Records excerpted from a collection
__________________________________________________

PR #88, opened 2023-09-26
fixing compiler warnings

beechwoods-software:
The lack of casts in these debug messages was resulting in compiler warnings in my enviornment.

### DIFF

__________________________________________________

TASK REQUIREMENTS: Your response should be made up of the lines in the data that contain the word "compiler".

EXPECTED ANSWER:
fixing compiler warnings
The lack of casts in these debug messages was resulting in compiler warnings in my enviornment.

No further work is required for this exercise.